> [TASK TO CARRY OUT]
Repeat exactly the lines from the start of the entries below through the line containing "Add ability to change url in TS client". Omit the rest.

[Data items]
Issue #5342, opened 2018-10-01
Url can't be changed for easy reconnect


benaadams:
Using a client-side cursor (e.g. `lastId` processed); for a reconnect this wants to be passed back to the server in the query string (as cors doesn't allow custom headers and cors is always applicable to websockets).

However while `signalR.HubConnectionBuilder()` provides easy construction of the connection; the url cannot be changed after building.

This means if the connection disconnects and you need to pass a cursor (e.g. id); the connection has to be rebuilt and all the events re-registered to the new connection.

It would be easier if the url could be updated and only `.start` needed to be called again.

muratg:
cc @halter73 because I saw the word "reconnect" :smiley:

halter73:
This wouldn't affect automatic reconnects. If we want this, we should probably set up a design meeting to determine things like how the URL should be updated (e.g. a property or `.start` param), when it can be updated, etc...

anurse:
Triage decision: Design this in the preview 6 time period.

anurse:
Proposal: Make `Url` settable, but it doesn't take affect until the next `StartAsync`/`start` call. We'd capture the current value in the connection state. We'd do this in the HubConnection layer (since `HttpConnection` is not reusable anyway).

benaadams:
Your proposal is acceptable... {insert "men in black" gif}

anurse:
Still planning to get this done... eventually 😫 

With the reconnect stuff, this should be doable in the `Reconnecting` event as well. @halter73 wants to try throwing `InvalidOperationException` if you try to set it while the connection is active (not reconnecting or disconnected). So sure, give that a whirl :)

anurse:
This is done in Java and JS. The .NET work is blocked on #10872 because we'll be refactoring that logic.

rjvdboon:
> 
> 
> The .NET work is blocked on #10872 because we'll be refactoring that logic.

It seems #10872 is done now

mikaelm12:
Yeah, #10872 came in right at the end of preview 7 so this will now go into the preview 8 milestone. I can go ahead and finish this up.

anurse:
We missed the 3.0 train. We'll revisit for 3.1

coonmoo:
Any news on getting the .NET SignalR client to support changing the url in the reconnecting event?
I see in the JS client this is already supported

PR #11102, opened 2019-06-11
Add ability to change url in TS client

mikaelm12:
Part of issue: #5342


src/SignalR/clients/ts/signalr/src/HubConnection.ts
```diff
@@ -127,6 +127,22 @@ export class HubConnection {
         return this.connection ? (this.connection.connectionId || null) : null;
     }
 
+    get baseUrl(): string | null {
+        return this.connection ? (this.connection.baseUrl || null) : null;
```
halter73: Can connection actually be null/undefined? Can baseUrl be?

src/SignalR/clients/ts/signalr/src/HubConnection.ts
```diff
@@ -127,6 +127,22 @@ export class HubConnection {
...
+    }
+
+    set baseUrl(newUrl: string | null) {
```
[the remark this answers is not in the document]
mikaelm12: This has to match the getter signature. I figured we'd want the getter to be able to return null as well. If not we can change it

src/SignalR/clients/ts/signalr/src/HubConnection.ts
mikaelm12: Connection shouldn't  be null. For baseUrl the check was there for non http scenarios but not really needed.

halter73: We can at least get rid of the ternary expression.

halter73: If we do eventually support non-http scenarios with the TS-client, we can just leave baseUrl as an empty string.

src/SignalR/clients/ts/signalr/src/HubConnection.ts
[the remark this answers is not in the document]
anurse: It has to match it exactly?

Disappointed

src/SignalR/clients/ts/signalr/tests/HubConnection.test.ts
```diff
@@ -41,6 +41,97 @@ describe("HubConnection", () => {
...
+                    hubConnection.baseUrl = "http://newurl.com";
+                    expect(hubConnection.baseUrl).not.toBe(originalUrl);
+                    expect(hubConnection.baseUrl).toBe("http://newurl.com");
+                } finally {
+                    await hubConnection.stop();
+                }
+            });
+        });
+
+        it("can change url in onclose", async () => {
```
halter73: Should we add a test to verify you cannot change the url in onreconnecting?

src/SignalR/clients/ts/signalr/src/HubConnection.ts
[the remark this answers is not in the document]
halter73: Just make it `string` instead of `string | null` and we can use empty string if/when we need to in the future.

src/SignalR/clients/ts/signalr/tests/HubConnection.test.ts
mikaelm12: I thought we did want to be able to change the while in the reconnecting event?

From the issue
> this should be doable in the Reconnecting event as well. @halter73 wants to try throwing InvalidOperationException if you try to set it while the connection is active (not reconnecting or disconnected).

src/SignalR/clients/ts/signalr/src/HubConnection.ts
```diff
@@ -127,6 +127,27 @@ export class HubConnection {
         return this.connection ? (this.connection.connectionId || null) : null;
     }
 
+    /** Indicates the url of the {@link HubConnection} to the server. */
+    get baseUrl(): string {
+        return this.connection.baseUrl || "";
+    }
+
+    /**
+     * Sets a new url for the HubConnection.
```
BrennanConroy: Should have some text explaining that this should only be set when the connection isn't active.

Also, not a fan of "newUrl" as the parameter in public API.

src/SignalR/clients/ts/signalr/tests/HubConnection.test.ts
BrennanConroy: Then we should have a test for during reconnecting?

halter73: Yeah my bad. We should add a test to verify you *can* change the url in onreconnecting.

src/SignalR/clients/ts/signalr/src/HubConnection.ts
```diff
@@ -127,6 +127,28 @@ export class HubConnection {
...
 
+    /** Indicates the url of the {@link HubConnection} to the server. */
+    get baseUrl(): string {
+        return this.connection.baseUrl || "";
+    }
+
+    /**
+     * Sets a new url for the HubConnection. Note that the url can only be changed when the connection is in either the Disconnected or
+     * Reconnecting states.
+     * @param {string} newUrl The url to connect to.
```
BrennanConroy:
```suggestion
     * @param {string} url The url to connect to.
```

BrennanConroy (approved):

PR #11116, opened 2019-06-11
Add option for only packing runtime-specific packages

natemcmaster:
A necessary code-cleanup to prepare for #7280


dougbu (approved):

natemcmaster:
:up: :date: it turns out there where several places that depended IsPackable=true, which probably shouldn't have. I've updated to make the following changes:

* Suppress producing Microsoft.AspNetCore.Blazor.Templates.dll. This was a dummy .dll file which was getting packed into the Blazor VSIX, even though it contained no code
* Decouple some build targets from IsPackable=true that shouldn't have depended on it
* Fixup ANCMSymbols

PR #11117, opened 2019-06-11
fix #11114 by setting WebHostService to 'Code' designer category

### LINKED ISSUE #11114: Mark WebHostService with DesignerCategory("Code")

cc @Pilchie @Tratcher

analogrelay:
Verified that this fixes the icon in VS and makes it load in the code editor instead of the component designer. I also verified that it works transitively for derived classes (which is how users actually hit this issue).

Addresses #11114 in 3.0.


anurse:
Actually we can do this in 2.1 and have the bot flow it forward.

PR #11512, opened 2019-06-24
Update refs

### LINKED ISSUE #10954: Missing completions for Router parameters
I'm not getting completions for some of the new templated parameters on the Router component, like [NotAuthorizedContent](https://github.com/aspnet/AspNetCore/blob/master/src/Components/Components/src/Routing/Router.cs#L46):

image

pranavkm:
Fixes https://github.com/aspnet/AspNetCore/issues/10954

### DIFF
--- a/src/Components/test/testassets/ComponentsApp.App/ComponentsApp.App.csproj
+++ b/src/Components/test/testassets/ComponentsApp.App/ComponentsApp.App.csproj
@@ -7,7 +7,7 @@
 
   <ItemGroup>
     <Reference Include="Microsoft.Extensions.DependencyInjection" />
-    <Reference Include="Microsoft.AspNetCore.Components" />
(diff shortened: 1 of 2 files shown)


src/Components/test/testassets/ComponentsApp.App/ComponentsApp.App.csproj
```diff
@@ -7,7 +7,7 @@
 
   <ItemGroup>
     <Reference Include="Microsoft.Extensions.DependencyInjection" />
-    <Reference Include="Microsoft.AspNetCore.Components" />
+    <ProjectReference Include="..\..\..\Components\ref\Microsoft.AspNetCore.Components.csproj" />
```
pranavkm: It's not much, but we can get the Component.App to start compiling against the ref assemblies. TestAssets is more valuable, but it's much more churn to do so since it references Blazor.

SteveSandersonMS (approved):

Issue #10734, opened 2019-06-01
~/ should not require async


NTaylorMullen:
Because of how ~/ is implemented today (as a TagHelper) it requires the method that contains it to be asynchronous. This means when utilizing `~/` in local functions, lambdas etc. you must mark those methods as `async Task`. Sadly, `~/` does not show up at design time as a TagHelper so you don't get errors for this scenario.

All the being said, we should consider moving ~/ off of the TagHelper infrastructure and make it a compiler intrinsic.

Filing this issue because https://github.com/aspnet/AspNetCore/issues/8630 did not cover the `~/` scenario.

NTaylorMullen:
So I've been investigating multiple ways to do this over the past several days all of which have hit various roadblocks all exposing different issues with fulfilling this issues core requirement. The core requirement for this feature is: Work at least as well as the `UrlResolutionTagHelper` works today.

To make that possible we need to support:
1. Plain HTML attributes, `<img src="~/some/path.png" />`
2. Mixed HTML attributes, `<img src="~/@somePath more stuff" />`
3. TagHelper bound attributes, (imagine there's another ImageTagHelper with `public string Src { get; set; }`), `<img src="~/some/path.png" />`
4. TagHelper unbound attributes  `<img src="~/some/path.png" />`

Less important but possible today:

5. HTML  attributes with statements, `<img src="~/@somePath @if (true) { @extra } " />`
6. Ignores non-standard `~/` attributes, `<randomTag something="~/path/to/somewhere" />`

So we're left with a few options:

### Option 1
Stop supporting all that `UrlResolutionTagHelper` does today. Only support 1, 3 and 4 from above. 

Pros: Lesser implementation/maintenance cost
Cons: Will make it more difficult to port some applications because of differing behavior from older versions of Razor.

### Option 2
Buffer the world. Everytime we see a `~/` build a new system to buffer values and then resolve their app relative URL after rendering.

Pros: Keeps consistency with previous versions of Razor
Cons: Lots of work, hard to maintain, not very performant.

### Option 3
Leave `~/` resolution async and have it show up in VS as a TagHelper to provide valid errors in markup blocks.

Pros: Easy to implement and maintain
Cons: TagHelpers still have to pay the cost to go async and any methods that contain a `~/` valid attribute must be async.

### Option 4
Do nothing
Pros:  lol
Cons: ¯\\_(ツ)_/¯

__________________________________

[...]

PR #11514, opened 2019-06-24
Make ~/ resolution show up at design time.

NTaylorMullen:
- This change results in proper errors for tags that utilize `~/`inside of local functions at design time.

Turns out my VS changes that I did for the last release 99% cover improper coloring of this scenario. The 1 case that it doesn't is when a user utilizes the `itemid` attribute on a non-standard HTML tag:

image

Addresses #10734

### DIFF
--- a/src/Mvc/Mvc.Analyzers/src/DiagnosticDescriptors.cs
+++ b/src/Mvc/Mvc.Analyzers/src/DiagnosticDescriptors.cs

> [ANSWER TO THE EXERCISE]
Issue #5342, opened 2018-10-01
Url can't be changed for easy reconnect


benaadams:
Using a client-side cursor (e.g. `lastId` processed); for a reconnect this wants to be passed back to the server in the query string (as cors doesn't allow custom headers and cors is always applicable to websockets).

However while `signalR.HubConnectionBuilder()` provides easy construction of the connection; the url cannot be changed after building.

This means if the connection disconnects and you need to pass a cursor (e.g. id); the connection has to be rebuilt and all the events re-registered to the new connection.

It would be easier if the url could be updated and only `.start` needed to be called again.

muratg:
cc @halter73 because I saw the word "reconnect" :smiley:

halter73:
This wouldn't affect automatic reconnects. If we want this, we should probably set up a design meeting to determine things like how the URL should be updated (e.g. a property or `.start` param), when it can be updated, etc...

anurse:
Triage decision: Design this in the preview 6 time period.

anurse:
Proposal: Make `Url` settable, but it doesn't take affect until the next `StartAsync`/`start` call. We'd capture the current value in the connection state. We'd do this in the HubConnection layer (since `HttpConnection` is not reusable anyway).

benaadams:
Your proposal is acceptable... {insert "men in black" gif}

anurse:
Still planning to get this done... eventually 😫 

With the reconnect stuff, this should be doable in the `Reconnecting` event as well. @halter73 wants to try throwing `InvalidOperationException` if you try to set it while the connection is active (not reconnecting or disconnected). So sure, give that a whirl :)

anurse:
This is done in Java and JS. The .NET work is blocked on #10872 because we'll be refactoring that logic.

rjvdboon:
> 
> 
> The .NET work is blocked on #10872 because we'll be refactoring that logic.

It seems #10872 is done now

mikaelm12:
Yeah, #10872 came in right at the end of preview 7 so this will now go into the preview 8 milestone. I can go ahead and finish this up.

anurse:
We missed the 3.0 train. We'll revisit for 3.1

coonmoo:
Any news on getting the .NET SignalR client to support changing the url in the reconnecting event?
I see in the JS client this is already supported

PR #11102, opened 2019-06-11
Add ability to change url in TS client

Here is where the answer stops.